So in many cases, you don't actually have to do anything. If you've already sort of followed best practices in scientific computing, you've already included an environment.yml file with your repository. In many cases, all you need to do is just give that URL to Binder, and it'll do the rest.
MARK MANDEL: And where do I put my data? Like especially if I have very large sets of data, where does that go? Does it go on my GitHub repository?
CHRIS HOLDGRAF: I think that if you asked 10 different people you would get 10 different responses to that.
JESSICA FORDE: The examples that we've seen so far generally use smaller sets of data, just because the amount of computational power we have is rather limited. So the work that we've done so far on showing how people can use Binder have been on projects where the size of the data is relatively limited and the amount of computation that a person is finally using at the tail end is limited. So we won't necessarily be able to reproduce on Binder a study that used an entire server farm, for example.

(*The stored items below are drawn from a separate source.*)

PR #4, opened 2020-01-19
Todos – Emmie Nilsson

eilsson:
Link to my deployed project:
https://redux-todo-app-emmie.netlify.com/

I feel like this project turned out ok. I'm most happy with the styling of the checkbox for each task. I probably could have made the components more reusable than I did. 

One thing I was thinking abou at the end of the project was if it could have been a good idea to use local storage to save state between sessions. I wasn't quite sure if it was or how I were to implement that.


code/src/components/Attribution.js
```diff
@@ -0,0 +1,25 @@
+import React from "react"
+
+import "./attribution.css"
+
+export const Attribution = () => {
+  return (
+    <details className="attributon-details">
+      <summary className="attribution-summary">Icon and image attribution</summary>
```
idlefingers, line 8: Nice! 🌟

code/src/components/ClearButton.js
```diff
@@ -0,0 +1,29 @@
...
+import { useDispatch, useSelector } from 'react-redux'
+import { todos } from 'reducers/todos'
+
+import "./clearButton.css"
+
+export const ClearButton = () => {
+
+  const dispatch = useDispatch()
+
+  const list = useSelector(state => state.todos.tasks)
```
idlefingers: Since you're only using the length of the array, I'd recommend returning that directly from the selector:

```
```

When you do it like you have, this `ClearButton ` component will re-render whenever the array of tasks changes (for example toggling a task's completion), but if you return the length from the selector, it'll only re-render when the length of the array changes. Small optimisation, but good to keep in the back of your head if you're working on a bigger project where you want to avoid unnecessary re-renders.

code/src/components/EmptyListState.js
```diff
@@ -0,0 +1,23 @@
+import React from "react"
+import { useSelector } from "react-redux"
+import "./emptyListState.css"
+import listIllustration from "../icons/kingdom-list-is-empty.png"
+
+export const EmptyListState = () => {
+  const list = useSelector(state => state.todos.tasks)
```
idlefingers: Same here with returning exactly what you need from the selector.

code/src/reducers/todos.js
```diff
@@ -0,0 +1,26 @@
...
+      state.tasks.push({ id: Date.now(), text: action.payload, isCompleted: false })
+    },
+    removeTask: (state, action) => {
+      state.tasks = state.tasks.filter((task) => task.id !== action.payload)
+    },
+    toggleTaskStatus: (state, action) => {
+      const existingTask = state.tasks.find((task) => task.id === action.payload)
+
+      // If the task is already completed set isCompleted to false, otherwise to true to toggle task status
+      existingTask.isCompleted ? existingTask.isCompleted = false : existingTask.isCompleted = true
```
idlefingers: Doing assignment within a ternery like this is a little hard to read, I think. Since the `existingTask.isCompleted` condition returns a boolean, you could use `!` to invert it (so saying 'is not true') and use that directly and make this line shorter:

```js
existingTask.isCompleted = !existingTask.isCompleted
```

idlefingers (approved):
Really great work @eilsson! Really neat and tidy, and it looks like you have a good grasp of redux! ⭐️ 

> One thing I was thinking abou at the end of the project was if it could have been a good idea to use local storage to save state between sessions. I wasn't quite sure if it was or how I were to implement that.

This was a tough stretch goal! One solution is to use a middleware for redux - [redux-localstorage](https://www.npmjs.com/package/redux-localstorage). The readme for that package explains how to set it up when you're using 'vanilla' redux, but since we're using redux toolkit, you can add the middleware into the configureStore setup:

```js
// in App.js
import persistState from 'redux-localstorage'

  reducer,
  middleware: [
    persistState()
  ]
})
```

code/src/components/ClearButton.js
eilsson: Thank you, Damien. Wasn't sure that it was ok to do it like that. I'm making this change to this and empty list state.

code/src/reducers/todos.js
eilsson: Thank you! That is much better.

But if you do have these pieces and parts, the computation then, since it is interactive, can be modified. So for example, in the write-up we had for the Fairness, Accountability, and Transparency study, we took a [INAUDIBLE] paper that had relatively simple experiments computationally. They weren't expensive. And we said, OK, let's try modifying this experiment and seeing how this works. Which is actually very interesting, because in a lot of studies you are given, this is what we did. It's done. There it is.
But the way Binder works, because it uses interactive computing and it has the same environment, it says, now that you have this tool, this model, this idea, we give you the ability to interact with the research in a way that people haven't been able to do online in a publication-like experience. Which is particularly interesting, I think, because it allows people to be able to think beyond what the researchers are simply telling you and work with the repo in a way that you might want to be able to work with it on your own, that you didn't necessarily-- weren't able to do it, because it required so much leg work to get to that point.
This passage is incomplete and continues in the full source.